Exercise instructions: Go through the lines of the material and count the ones with the word "annotations". Give that count alone.

Task material:
PR #24, opened 2019-07-29
MIGENG-164 Added indexes to InitialSavingsEstimationReportModel and WorkloadInventoryReportModel

mrizzi:
https://jira.coreos.com/browse/MIGENG-164

### DIFF
--- a/src/main/java/org/jboss/xavier/analytics/pojo/output/InitialSavingsEstimationReportModel.java
+++ b/src/main/java/org/jboss/xavier/analytics/pojo/output/InitialSavingsEstimationReportModel.java
@@ -11,9 +11,11 @@ import javax.persistence.Entity;
 import javax.persistence.FetchType;
 import javax.persistence.GeneratedValue;
 import javax.persistence.Id;
+import javax.persistence.Index;
 import javax.persistence.JoinColumn;
 import javax.persistence.MapsId;
 import javax.persistence.OneToOne;
+import javax.persistence.Table;
 import java.util.Date;
 
 /**
@@ -21,11 +23,19 @@ import java.util.Date;
  */
 
 @Entity
+@Table(
+        indexes = {
+                @Index(name = "InitialSavingsEstimationReportModel_" +
+                        InitialSavingsEstimationReportModel.ANALYSIS_ID + "_index",
+                        columnList = InitialSavingsEstimationReportModel.ANALYSIS_ID, unique = false)
+        }
+)
 public class InitialSavingsEstimationReportModel
         implements
         java.io.Serializable {
 
     static final long serialVersionUID = 1L;
+    static final String ANALYSIS_ID = "analysis_id";
 
     @Id
     @GeneratedValue(strategy = javax.persistence.GenerationType.AUTO, generator = "INITIALSAVINGSESTIMATIONREPORTMODEL_ID_GENERATOR")
@@ -39,7 +49,7 @@ public class InitialSavingsEstimationReportModel
     private Long id;
 
     @OneToOne(fetch = FetchType.LAZY)
-    @JoinColumn(name = "analysis_id")
+    @JoinColumn(name = ANALYSIS_ID)
     @JsonBackReference
     private AnalysisModel analysis;
 
--- a/src/main/java/org/jboss/xavier/analytics/pojo/output/WorkloadInventoryReportModel.java
+++ b/src/main/java/org/jboss/xavier/analytics/pojo/output/WorkloadInventoryReportModel.java
@@ -4,40 +4,49 @@ import com.fasterxml.jackson.annotation.JsonBackReference;
 import org.hibernate.annotations.GenericGenerator;
 import org.hibernate.annotations.Parameter;
 
+import javax.persistence.CollectionTable;
 import javax.persistence.ElementCollection;
 import javax.persistence.Entity;
 import javax.persistence.FetchType;
 import javax.persistence.GeneratedValue;
 import javax.persistence.Id;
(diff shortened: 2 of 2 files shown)


src/main/java/org/jboss/xavier/analytics/pojo/output/InitialSavingsEstimationReportModel.java
```diff
@@ -11,21 +11,31 @@
...
 /**
  * This class was automatically generated by the data modeler tool.
  */
 
 @Entity
+@Table(
+        indexes = {
+                @Index(name = "InitialSavingsEstimationReportModel_" +
+                        InitialSavingsEstimationReportModel.ANALYSIS_ID + "_index",
+                        columnList = InitialSavingsEstimationReportModel.ANALYSIS_ID, unique = false)
```
carlosthe19916, line 30: `unique` value is by default `false` so no need to write it again.

src/main/java/org/jboss/xavier/analytics/pojo/output/WorkloadInventoryReportModel.java
```diff
@@ -4,40 +4,49 @@
...
-import java.util.List;
 import java.util.Set;
 
 @Entity
 @Transactional
+@Table(
+        indexes = {
+                @Index(name = "WorkloadInventoryReportModel_" +
+                        WorkloadInventoryReportModel.ANALYSIS_ID + "_index",
+                        columnList = WorkloadInventoryReportModel.ANALYSIS_ID, unique = false)
```
carlosthe19916, line 29: `unique` value is by default `false` so no need to write it again.

src/main/java/org/jboss/xavier/analytics/pojo/output/WorkloadInventoryReportModel.java
```diff
@@ -51,13 +60,28 @@
...
+    @CollectionTable(
+            indexes = {
+                    @Index(columnList = "workload_inventory_report_model_id", unique = false)
+            }
+    )
     private Set<String> recommendedTargetsIMS;
     @ElementCollection(fetch = FetchType.EAGER)
+    @CollectionTable(
+            indexes = {
+                    @Index(columnList = "workload_inventory_report_model_id", unique = false)
```
carlosthe19916, line 82: `unique` value is by default `false` so no need to write it again.

src/main/java/org/jboss/xavier/analytics/pojo/output/WorkloadInventoryReportModel.java
```diff
@@ -51,13 +60,28 @@
...
+            }
+    )
     private Set<String> workloads;
     private String complexity;
     // with "IMS" suffix in case one day we will have
     // their "AMM" counterparts
     @ElementCollection(fetch = FetchType.EAGER)
+    @CollectionTable(
+            indexes = {
+                    @Index(columnList = "workload_inventory_report_model_id", unique = false)
```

Worked solution: 2